È ovvio che esiste una differenza fra aprire una porta da soli e subire l’arbitrio di un boia in divisa, fra un isolamento dove la luce del giorno penetra a malapena e le strade deserte per decreto, fra privazione del significato e sostituzione del contatto umano con quello delle macchine, ma occorre constatare che la vecchia metafora secondo cui il carcere non è un’estensione della società essendo piuttosto quest’ultima a costituirne l’estensione, non ha perso la sua pertinenza. Anzi, tutt’altro. Quindi, se non possiamo evadere da una prigione sociale che ha ormai colonizzato tutto lo spazio, se le sue gabbie da bamboline russe si incastrano e si fondono l’un l’altra, quale possibilità ci resta, se non quella di distruggerla dall’interno? Coltivando con cura un mondo tutto nostro, respingendo gli assalti di un dominio che mutila ogni giorno la nostra sensibilità, devastando senza pietà le sbarre e i muri che ci tengono prigionieri. Tanti ostacoli alla libertà, che non s’incarnano più solamente nella pietra e nell’acciaio, ma anche nelle reti diffuse in fibra di vetro e rame che corrono sotto i nostri piedi e volano sopra le nostre teste. Se quasi un centinaio di antenne-ripetitori sono state sabotate nel 2020 malgrado i vari confinamenti, il fatto che queste strutture costituiscano un anello supplementare delle nostre catene ha forse una qualche attinenza.
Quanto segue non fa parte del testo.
PR #4, opened 2015-12-26
Tests for negative arguments to plusDays and minusDays

phueper:
Base for this is PR #3

I think if we do accept negative arguments we should also test them.

On the other hand i like the idea to use the JDK Tests as a kind of "reference" and reuse them or write tests that are based on the JDK Tests... so this PR is more for discussion and completeness sake... 
The question is how you would like to handle this... should we rather create an issue to reuse the JDK Tests as reference base?

### DIFF
--- a/src/LocalDate.js
+++ b/src/LocalDate.js
@@ -111,7 +111,7 @@ export class LocalDate {
      * @throws AssertionError if the result exceeds the supported date range
      */
     minusDays(daysToSubtract) {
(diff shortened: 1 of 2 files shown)


phueper:
so... should we take the TCK Tests from http://hg.openjdk.java.net/jdk8/jdk8/jdk/file/687fd7c7986d/test/java/time/tck/java/time and port them to mocha/chai?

Passaporto sanitario. Nel corso dell’ultima grande epidemia di peste conosciuta in Francia, avvenuta nel 1720 quando alcuni mercanti e notabili fecero sbarcare comunque il loro carico di stoffe e di cotone da una nave in quarantena nel porto di Marsiglia, furono impiegati due particolari tipi di dispositivi. Da un lato, usare gli schiavi delle galere, cioè i condannati ai lavori forzati, per far raccogliere i cadaveri dalle strade con le baionette, e poi gettarli in antichi bastioni e ricoprirli di calce viva. Dall’altro, costruire un po’ più a distanza un Muro della peste, sorvegliato giorno e notte dalle truppe francesi e papaline, allo scopo di isolare le regioni colpite e impedire che il bacillo si diffondesse sul resto del territorio. Beninteso, i ricchi avevano già lasciato Marsiglia per rifugiarsi nelle loro bastie, ed essendo l’economia un imperativo irrinunciabile al di là di ogni altra considerazione, i viticoltori facevano consegnare dagli uffici sanitari ai propri vendemmiatori un cartellino contrassegnato con lo stemma della città come lasciapassare. Fino alla fine dell’epidemia nel 1722, le autorità emanarono così migliaia di salvacondotti attestanti che il loro vettore era in buona salute, mentre comunicavano le istruzioni reali qualora i residenti fossero stati sorpresi a varcare il muro: «Farli arrestare con ogni precauzione per non trasmettere [il Male], riportarli nel loro territorio e spaccar loro la testa davanti ai propri compatrioti, esempio assolutamente necessario per contenerli».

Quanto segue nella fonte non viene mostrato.